▶ **TASK BRIEF**
Each line of the material, from the first through the one containing "crediting #649! 😊", is to be written out exactly.

▶ **INPUT RECORDS**
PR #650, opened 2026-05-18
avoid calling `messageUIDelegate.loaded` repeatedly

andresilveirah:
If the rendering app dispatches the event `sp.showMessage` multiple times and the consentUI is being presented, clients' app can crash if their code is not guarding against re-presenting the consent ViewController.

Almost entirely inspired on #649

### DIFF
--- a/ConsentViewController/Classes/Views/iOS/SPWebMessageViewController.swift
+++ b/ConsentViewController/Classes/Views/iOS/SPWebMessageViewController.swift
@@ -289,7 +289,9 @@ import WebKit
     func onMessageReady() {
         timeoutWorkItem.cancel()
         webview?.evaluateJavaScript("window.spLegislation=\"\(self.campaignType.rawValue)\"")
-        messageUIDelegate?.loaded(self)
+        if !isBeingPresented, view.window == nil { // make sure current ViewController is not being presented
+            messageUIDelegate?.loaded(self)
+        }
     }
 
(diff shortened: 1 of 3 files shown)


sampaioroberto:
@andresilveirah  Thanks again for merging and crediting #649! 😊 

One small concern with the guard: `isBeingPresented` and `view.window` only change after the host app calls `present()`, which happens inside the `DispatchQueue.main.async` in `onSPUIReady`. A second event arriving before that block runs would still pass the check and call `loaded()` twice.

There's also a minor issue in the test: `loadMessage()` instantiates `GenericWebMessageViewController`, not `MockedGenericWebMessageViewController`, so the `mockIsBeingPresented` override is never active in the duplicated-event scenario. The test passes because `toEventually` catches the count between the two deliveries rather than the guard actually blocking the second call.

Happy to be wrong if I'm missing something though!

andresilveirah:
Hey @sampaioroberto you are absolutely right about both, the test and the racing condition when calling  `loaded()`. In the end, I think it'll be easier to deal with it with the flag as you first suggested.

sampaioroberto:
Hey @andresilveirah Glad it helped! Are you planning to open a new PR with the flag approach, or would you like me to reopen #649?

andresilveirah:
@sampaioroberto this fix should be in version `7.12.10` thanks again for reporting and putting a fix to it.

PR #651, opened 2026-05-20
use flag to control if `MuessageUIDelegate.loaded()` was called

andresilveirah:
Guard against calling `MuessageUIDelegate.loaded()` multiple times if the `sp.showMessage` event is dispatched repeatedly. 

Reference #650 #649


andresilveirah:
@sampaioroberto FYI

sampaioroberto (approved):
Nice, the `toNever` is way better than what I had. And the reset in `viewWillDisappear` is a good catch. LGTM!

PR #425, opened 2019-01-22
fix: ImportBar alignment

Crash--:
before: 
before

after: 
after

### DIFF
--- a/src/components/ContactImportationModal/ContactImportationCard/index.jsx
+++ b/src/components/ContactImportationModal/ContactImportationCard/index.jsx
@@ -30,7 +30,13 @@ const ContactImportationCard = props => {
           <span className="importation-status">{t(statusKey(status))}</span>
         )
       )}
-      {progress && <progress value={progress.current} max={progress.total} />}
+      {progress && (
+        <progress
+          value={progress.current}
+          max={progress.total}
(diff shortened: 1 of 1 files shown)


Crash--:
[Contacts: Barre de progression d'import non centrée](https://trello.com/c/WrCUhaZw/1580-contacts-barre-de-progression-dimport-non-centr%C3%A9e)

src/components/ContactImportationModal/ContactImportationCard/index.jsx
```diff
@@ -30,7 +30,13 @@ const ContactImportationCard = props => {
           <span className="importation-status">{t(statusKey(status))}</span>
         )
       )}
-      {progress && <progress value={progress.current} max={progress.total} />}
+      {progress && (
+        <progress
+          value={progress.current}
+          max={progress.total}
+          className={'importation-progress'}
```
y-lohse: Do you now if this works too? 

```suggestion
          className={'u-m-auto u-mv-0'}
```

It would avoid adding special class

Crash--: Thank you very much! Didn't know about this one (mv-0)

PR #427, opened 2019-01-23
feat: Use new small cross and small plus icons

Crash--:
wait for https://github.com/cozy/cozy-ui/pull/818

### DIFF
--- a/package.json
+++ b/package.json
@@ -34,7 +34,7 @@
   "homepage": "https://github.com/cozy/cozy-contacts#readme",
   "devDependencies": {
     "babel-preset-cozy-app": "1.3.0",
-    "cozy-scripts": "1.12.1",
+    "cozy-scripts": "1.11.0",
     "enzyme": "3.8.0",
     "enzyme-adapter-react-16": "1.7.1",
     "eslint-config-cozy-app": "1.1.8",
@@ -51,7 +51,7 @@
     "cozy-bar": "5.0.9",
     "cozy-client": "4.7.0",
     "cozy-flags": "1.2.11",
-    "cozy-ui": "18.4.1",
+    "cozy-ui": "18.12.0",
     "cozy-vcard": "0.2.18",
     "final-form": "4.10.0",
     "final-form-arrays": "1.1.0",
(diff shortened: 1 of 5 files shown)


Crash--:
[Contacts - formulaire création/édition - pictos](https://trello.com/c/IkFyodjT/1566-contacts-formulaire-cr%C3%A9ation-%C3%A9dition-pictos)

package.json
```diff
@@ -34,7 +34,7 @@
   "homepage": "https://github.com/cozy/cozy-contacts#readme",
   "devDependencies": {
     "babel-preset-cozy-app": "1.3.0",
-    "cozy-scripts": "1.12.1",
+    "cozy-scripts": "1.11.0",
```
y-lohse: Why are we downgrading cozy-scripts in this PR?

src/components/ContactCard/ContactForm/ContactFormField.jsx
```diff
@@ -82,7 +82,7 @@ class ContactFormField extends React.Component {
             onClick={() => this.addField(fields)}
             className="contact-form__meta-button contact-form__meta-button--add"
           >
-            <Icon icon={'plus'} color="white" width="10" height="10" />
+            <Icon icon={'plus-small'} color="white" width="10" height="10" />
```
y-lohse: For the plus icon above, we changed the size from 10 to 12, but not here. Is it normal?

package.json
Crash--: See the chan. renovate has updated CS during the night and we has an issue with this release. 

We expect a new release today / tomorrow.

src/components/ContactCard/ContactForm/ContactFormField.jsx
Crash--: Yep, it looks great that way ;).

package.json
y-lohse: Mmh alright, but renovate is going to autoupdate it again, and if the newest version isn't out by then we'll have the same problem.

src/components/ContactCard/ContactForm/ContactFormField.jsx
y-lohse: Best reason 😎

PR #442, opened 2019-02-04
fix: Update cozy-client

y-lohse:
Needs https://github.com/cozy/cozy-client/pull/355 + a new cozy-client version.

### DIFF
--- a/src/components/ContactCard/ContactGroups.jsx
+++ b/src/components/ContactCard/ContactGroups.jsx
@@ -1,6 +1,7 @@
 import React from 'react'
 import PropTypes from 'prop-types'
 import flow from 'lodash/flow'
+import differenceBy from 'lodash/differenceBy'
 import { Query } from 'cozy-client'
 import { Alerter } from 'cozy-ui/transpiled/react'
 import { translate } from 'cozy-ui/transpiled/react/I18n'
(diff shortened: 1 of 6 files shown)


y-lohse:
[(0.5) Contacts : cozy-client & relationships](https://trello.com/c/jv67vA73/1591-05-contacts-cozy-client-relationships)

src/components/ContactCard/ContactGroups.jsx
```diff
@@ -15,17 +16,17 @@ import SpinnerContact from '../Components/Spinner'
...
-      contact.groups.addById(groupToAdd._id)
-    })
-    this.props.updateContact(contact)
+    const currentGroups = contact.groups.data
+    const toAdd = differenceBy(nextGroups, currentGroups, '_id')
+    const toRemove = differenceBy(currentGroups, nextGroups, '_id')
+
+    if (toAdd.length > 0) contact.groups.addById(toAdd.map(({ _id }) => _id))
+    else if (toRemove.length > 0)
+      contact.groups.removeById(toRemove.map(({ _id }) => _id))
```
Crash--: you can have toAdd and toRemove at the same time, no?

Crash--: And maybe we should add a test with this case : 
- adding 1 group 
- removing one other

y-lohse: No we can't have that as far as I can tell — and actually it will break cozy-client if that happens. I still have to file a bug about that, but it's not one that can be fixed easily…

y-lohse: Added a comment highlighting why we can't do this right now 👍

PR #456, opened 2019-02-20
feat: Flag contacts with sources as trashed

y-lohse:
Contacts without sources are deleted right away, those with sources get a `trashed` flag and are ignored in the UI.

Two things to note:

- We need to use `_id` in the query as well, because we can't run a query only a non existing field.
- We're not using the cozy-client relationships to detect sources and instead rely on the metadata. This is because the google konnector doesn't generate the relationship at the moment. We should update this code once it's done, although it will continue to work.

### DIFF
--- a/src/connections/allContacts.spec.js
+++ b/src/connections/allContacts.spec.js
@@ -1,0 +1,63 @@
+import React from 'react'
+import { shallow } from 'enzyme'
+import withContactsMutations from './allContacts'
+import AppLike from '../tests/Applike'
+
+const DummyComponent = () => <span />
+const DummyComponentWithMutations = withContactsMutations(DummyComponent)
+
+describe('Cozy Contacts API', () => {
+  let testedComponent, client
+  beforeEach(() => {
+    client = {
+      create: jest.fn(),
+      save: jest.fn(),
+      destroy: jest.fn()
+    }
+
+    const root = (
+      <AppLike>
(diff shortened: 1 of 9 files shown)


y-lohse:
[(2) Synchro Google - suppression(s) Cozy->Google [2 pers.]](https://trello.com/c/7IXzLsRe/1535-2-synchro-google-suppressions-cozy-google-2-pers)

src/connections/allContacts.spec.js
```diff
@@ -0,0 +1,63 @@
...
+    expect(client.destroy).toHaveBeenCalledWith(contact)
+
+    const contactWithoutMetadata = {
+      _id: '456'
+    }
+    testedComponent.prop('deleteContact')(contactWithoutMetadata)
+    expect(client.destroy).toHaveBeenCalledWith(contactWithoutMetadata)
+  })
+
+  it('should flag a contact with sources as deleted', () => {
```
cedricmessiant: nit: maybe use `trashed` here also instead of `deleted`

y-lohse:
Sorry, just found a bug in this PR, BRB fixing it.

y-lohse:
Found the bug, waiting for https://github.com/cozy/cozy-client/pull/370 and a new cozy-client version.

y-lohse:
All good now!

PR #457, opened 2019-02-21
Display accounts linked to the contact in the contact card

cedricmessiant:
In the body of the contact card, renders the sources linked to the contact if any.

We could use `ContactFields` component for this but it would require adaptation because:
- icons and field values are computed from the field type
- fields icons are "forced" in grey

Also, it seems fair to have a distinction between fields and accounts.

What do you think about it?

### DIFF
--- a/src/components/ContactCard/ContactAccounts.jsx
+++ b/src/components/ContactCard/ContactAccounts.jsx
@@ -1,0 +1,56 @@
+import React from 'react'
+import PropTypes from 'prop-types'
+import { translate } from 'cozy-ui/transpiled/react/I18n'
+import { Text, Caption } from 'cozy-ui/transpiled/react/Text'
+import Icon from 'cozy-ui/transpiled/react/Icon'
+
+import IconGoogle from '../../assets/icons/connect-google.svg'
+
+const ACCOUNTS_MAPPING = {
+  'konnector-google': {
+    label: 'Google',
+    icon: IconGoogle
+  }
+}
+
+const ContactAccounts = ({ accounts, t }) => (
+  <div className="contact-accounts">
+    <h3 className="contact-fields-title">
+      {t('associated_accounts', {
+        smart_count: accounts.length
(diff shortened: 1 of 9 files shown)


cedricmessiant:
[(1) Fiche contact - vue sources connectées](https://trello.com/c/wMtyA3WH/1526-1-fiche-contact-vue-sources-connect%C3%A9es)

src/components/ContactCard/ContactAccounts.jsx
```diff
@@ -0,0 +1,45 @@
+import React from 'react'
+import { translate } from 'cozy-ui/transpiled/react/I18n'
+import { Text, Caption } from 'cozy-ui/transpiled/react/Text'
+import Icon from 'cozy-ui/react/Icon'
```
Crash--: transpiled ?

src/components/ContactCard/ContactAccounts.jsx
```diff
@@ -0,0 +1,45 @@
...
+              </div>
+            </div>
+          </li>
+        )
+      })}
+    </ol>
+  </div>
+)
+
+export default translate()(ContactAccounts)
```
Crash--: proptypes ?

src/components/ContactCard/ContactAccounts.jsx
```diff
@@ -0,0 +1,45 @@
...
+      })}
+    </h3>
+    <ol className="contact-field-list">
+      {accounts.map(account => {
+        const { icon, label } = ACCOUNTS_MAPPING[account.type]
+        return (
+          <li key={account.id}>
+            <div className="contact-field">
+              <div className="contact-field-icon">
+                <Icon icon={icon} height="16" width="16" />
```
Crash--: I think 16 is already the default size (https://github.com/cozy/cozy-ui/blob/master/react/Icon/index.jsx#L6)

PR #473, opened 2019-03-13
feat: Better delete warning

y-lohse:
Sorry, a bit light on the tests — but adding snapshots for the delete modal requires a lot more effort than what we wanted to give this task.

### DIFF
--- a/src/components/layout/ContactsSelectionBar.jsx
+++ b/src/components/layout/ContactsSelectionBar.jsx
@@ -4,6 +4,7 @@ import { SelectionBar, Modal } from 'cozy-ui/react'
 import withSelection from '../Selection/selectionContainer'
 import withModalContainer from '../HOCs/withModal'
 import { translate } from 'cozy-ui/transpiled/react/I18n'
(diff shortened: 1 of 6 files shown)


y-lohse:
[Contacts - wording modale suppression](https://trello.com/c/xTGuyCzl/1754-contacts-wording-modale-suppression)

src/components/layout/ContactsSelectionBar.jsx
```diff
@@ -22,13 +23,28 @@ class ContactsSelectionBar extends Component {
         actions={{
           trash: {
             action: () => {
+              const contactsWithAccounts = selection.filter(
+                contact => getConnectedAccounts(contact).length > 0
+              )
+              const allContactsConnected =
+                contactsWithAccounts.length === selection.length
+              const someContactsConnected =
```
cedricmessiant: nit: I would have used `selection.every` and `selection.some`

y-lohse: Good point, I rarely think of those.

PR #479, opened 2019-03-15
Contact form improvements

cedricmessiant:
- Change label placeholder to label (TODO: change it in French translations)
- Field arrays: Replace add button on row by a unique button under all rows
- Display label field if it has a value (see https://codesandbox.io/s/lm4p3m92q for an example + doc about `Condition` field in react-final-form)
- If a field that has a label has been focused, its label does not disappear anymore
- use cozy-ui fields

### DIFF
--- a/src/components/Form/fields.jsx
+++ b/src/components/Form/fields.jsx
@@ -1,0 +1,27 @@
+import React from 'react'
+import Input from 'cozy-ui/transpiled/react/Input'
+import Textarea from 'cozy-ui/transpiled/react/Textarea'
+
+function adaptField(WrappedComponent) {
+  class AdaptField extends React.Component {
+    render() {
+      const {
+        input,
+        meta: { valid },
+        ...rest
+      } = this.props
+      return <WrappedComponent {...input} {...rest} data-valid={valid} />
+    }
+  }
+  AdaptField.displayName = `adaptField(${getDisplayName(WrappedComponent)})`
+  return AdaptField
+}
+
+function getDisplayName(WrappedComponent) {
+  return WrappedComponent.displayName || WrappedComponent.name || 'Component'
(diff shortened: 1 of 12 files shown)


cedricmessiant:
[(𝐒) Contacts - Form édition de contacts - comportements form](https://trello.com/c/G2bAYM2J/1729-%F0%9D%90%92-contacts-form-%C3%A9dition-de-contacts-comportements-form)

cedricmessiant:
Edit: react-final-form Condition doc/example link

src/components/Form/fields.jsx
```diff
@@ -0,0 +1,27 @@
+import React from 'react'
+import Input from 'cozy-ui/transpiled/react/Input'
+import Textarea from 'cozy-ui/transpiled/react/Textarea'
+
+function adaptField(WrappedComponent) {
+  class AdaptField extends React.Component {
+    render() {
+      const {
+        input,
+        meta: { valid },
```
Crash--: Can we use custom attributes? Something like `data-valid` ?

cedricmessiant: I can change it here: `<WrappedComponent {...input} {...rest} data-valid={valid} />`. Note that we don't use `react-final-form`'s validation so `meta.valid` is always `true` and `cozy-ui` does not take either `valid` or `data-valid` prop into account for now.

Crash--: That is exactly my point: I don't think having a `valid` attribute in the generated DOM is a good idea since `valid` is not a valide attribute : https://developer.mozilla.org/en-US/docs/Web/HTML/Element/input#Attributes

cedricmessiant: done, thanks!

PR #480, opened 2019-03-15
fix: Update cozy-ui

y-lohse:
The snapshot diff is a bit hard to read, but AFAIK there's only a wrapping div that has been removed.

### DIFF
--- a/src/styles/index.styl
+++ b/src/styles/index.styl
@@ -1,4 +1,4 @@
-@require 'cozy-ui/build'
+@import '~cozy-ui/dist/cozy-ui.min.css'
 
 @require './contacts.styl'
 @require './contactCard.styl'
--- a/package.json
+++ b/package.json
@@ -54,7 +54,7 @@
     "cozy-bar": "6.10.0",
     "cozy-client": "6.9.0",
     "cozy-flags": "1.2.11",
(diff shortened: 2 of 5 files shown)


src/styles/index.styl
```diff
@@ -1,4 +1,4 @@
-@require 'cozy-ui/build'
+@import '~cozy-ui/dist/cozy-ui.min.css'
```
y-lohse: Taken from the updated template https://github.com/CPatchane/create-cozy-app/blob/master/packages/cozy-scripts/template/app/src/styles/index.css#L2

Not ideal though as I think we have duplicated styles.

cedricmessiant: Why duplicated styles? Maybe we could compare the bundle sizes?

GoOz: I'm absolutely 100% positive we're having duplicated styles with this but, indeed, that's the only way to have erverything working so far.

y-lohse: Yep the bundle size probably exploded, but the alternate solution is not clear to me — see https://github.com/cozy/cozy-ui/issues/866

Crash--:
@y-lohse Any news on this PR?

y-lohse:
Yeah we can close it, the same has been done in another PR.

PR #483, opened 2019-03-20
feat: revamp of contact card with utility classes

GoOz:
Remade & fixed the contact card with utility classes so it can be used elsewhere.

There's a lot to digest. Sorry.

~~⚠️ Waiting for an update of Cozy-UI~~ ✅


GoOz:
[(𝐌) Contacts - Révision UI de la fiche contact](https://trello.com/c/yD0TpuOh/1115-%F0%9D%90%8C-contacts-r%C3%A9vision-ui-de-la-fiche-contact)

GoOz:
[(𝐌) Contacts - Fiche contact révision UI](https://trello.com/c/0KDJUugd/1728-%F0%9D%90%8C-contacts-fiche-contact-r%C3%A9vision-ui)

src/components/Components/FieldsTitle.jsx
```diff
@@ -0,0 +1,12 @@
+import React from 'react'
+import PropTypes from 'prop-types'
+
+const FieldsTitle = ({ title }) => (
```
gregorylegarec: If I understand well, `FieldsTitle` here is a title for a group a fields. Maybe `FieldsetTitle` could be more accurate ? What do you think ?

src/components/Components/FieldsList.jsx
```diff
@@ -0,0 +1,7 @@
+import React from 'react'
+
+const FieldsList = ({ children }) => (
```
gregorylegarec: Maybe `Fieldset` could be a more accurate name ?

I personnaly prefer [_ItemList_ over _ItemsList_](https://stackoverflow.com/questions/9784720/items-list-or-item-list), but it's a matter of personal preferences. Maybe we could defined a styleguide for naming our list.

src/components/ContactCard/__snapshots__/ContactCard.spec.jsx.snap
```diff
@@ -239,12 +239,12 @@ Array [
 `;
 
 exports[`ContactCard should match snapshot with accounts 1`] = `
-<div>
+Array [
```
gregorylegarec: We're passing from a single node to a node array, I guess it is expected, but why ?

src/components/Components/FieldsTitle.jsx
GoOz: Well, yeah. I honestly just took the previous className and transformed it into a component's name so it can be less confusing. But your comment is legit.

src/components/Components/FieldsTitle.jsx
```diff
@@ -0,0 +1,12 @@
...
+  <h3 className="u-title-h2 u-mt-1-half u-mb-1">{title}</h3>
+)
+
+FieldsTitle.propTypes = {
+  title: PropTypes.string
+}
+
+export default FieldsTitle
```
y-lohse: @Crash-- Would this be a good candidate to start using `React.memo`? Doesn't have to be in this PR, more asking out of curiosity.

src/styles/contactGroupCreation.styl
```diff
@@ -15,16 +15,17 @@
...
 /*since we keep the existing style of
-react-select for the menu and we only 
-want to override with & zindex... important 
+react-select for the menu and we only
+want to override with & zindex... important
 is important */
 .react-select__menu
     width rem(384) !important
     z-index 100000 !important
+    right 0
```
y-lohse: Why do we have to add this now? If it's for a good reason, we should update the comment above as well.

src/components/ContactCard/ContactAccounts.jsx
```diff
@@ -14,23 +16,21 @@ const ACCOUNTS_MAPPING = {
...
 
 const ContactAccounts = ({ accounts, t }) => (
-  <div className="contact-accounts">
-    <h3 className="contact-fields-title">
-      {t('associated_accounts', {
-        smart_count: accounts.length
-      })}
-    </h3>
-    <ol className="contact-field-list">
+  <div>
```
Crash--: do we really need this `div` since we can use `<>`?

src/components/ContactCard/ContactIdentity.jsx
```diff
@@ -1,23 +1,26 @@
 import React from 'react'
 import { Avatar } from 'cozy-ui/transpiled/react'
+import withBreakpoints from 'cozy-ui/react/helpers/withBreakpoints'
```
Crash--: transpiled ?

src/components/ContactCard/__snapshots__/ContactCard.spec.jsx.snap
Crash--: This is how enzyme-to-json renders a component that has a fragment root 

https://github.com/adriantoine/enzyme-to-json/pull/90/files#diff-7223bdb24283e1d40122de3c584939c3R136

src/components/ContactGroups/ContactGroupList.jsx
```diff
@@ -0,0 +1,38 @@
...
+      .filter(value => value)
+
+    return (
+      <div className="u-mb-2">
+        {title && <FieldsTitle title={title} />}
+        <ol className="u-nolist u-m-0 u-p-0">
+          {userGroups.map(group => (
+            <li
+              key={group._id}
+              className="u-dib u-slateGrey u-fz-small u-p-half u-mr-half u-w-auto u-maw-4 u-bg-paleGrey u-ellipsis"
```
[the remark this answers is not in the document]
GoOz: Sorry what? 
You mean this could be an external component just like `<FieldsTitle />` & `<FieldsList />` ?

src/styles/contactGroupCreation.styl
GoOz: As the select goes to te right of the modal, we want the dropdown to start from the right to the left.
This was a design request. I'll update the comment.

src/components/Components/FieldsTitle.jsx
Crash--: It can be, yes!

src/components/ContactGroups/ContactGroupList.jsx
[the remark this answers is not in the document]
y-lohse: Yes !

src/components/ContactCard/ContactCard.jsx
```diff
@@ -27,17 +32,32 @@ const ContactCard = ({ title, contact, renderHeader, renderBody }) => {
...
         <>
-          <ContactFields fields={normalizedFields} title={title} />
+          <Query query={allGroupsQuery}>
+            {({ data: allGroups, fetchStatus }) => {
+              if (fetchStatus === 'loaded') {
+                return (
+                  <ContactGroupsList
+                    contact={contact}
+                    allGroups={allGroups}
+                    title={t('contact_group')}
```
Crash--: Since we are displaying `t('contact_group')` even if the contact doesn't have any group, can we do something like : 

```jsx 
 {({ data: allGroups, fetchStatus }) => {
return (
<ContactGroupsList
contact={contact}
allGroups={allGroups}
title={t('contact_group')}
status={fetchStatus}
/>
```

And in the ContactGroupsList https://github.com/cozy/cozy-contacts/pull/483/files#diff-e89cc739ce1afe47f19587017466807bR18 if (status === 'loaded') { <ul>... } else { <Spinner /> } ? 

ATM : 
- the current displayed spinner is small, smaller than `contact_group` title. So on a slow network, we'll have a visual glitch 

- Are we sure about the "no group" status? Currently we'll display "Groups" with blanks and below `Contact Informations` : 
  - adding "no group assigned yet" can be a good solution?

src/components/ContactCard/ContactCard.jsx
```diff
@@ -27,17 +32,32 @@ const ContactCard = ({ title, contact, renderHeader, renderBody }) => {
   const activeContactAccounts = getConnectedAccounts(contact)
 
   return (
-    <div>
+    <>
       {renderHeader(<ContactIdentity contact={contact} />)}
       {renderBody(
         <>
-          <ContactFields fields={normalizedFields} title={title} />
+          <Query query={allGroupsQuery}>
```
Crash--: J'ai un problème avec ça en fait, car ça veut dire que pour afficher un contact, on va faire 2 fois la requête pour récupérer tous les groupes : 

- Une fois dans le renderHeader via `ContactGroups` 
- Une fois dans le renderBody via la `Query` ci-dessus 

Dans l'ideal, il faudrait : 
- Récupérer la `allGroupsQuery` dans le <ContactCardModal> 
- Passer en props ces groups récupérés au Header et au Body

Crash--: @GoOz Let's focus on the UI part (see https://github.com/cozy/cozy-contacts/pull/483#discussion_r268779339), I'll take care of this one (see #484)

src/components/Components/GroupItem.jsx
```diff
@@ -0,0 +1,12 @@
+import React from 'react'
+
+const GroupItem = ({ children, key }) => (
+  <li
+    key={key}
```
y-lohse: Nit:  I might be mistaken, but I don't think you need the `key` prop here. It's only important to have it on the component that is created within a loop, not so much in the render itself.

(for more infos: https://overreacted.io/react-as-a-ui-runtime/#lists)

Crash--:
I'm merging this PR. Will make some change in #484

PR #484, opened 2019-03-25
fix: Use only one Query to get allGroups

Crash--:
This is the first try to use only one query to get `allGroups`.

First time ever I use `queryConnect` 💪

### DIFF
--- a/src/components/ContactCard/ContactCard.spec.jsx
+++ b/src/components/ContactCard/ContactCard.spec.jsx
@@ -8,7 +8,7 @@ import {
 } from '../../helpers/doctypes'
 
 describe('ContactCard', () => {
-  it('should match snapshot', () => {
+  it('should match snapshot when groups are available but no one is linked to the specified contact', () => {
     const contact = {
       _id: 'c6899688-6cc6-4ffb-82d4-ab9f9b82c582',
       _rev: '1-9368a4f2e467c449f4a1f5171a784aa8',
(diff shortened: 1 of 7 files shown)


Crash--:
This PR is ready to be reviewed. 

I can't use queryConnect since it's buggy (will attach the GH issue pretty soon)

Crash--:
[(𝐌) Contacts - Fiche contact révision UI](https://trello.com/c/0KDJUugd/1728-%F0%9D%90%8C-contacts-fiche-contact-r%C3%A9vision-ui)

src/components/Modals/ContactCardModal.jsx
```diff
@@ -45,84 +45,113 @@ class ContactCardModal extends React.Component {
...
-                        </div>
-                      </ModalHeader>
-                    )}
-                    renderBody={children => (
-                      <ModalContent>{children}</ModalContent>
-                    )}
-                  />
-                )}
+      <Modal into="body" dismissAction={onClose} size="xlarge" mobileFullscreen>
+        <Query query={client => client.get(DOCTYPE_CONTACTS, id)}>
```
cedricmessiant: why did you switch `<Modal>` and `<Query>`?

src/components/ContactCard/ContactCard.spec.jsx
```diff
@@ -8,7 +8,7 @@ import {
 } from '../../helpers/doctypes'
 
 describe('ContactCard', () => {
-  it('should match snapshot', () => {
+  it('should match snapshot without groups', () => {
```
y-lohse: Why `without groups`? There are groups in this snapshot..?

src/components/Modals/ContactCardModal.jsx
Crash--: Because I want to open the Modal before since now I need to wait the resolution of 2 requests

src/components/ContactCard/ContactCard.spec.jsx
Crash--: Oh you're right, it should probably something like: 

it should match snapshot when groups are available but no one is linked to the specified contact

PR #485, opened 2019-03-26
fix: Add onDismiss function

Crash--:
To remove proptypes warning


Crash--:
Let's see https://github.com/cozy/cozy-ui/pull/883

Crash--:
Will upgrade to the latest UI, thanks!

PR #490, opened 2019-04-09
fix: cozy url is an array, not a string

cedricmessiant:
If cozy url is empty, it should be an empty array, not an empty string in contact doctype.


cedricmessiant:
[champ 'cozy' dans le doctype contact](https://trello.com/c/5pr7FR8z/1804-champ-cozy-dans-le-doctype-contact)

▶ **RESULT OF THIS TASK**
PR #650, opened 2026-05-18
avoid calling `messageUIDelegate.loaded` repeatedly

andresilveirah:
If the rendering app dispatches the event `sp.showMessage` multiple times and the consentUI is being presented, clients' app can crash if their code is not guarding against re-presenting the consent ViewController.

Almost entirely inspired on #649

### DIFF
--- a/ConsentViewController/Classes/Views/iOS/SPWebMessageViewController.swift
+++ b/ConsentViewController/Classes/Views/iOS/SPWebMessageViewController.swift
@@ -289,7 +289,9 @@ import WebKit
     func onMessageReady() {
         timeoutWorkItem.cancel()
         webview?.evaluateJavaScript("window.spLegislation=\"\(self.campaignType.rawValue)\"")
-        messageUIDelegate?.loaded(self)
+        if !isBeingPresented, view.window == nil { // make sure current ViewController is not being presented
+            messageUIDelegate?.loaded(self)
+        }
     }
 
(diff shortened: 1 of 3 files shown)


sampaioroberto:
@andresilveirah  Thanks again for merging and crediting #649! 😊 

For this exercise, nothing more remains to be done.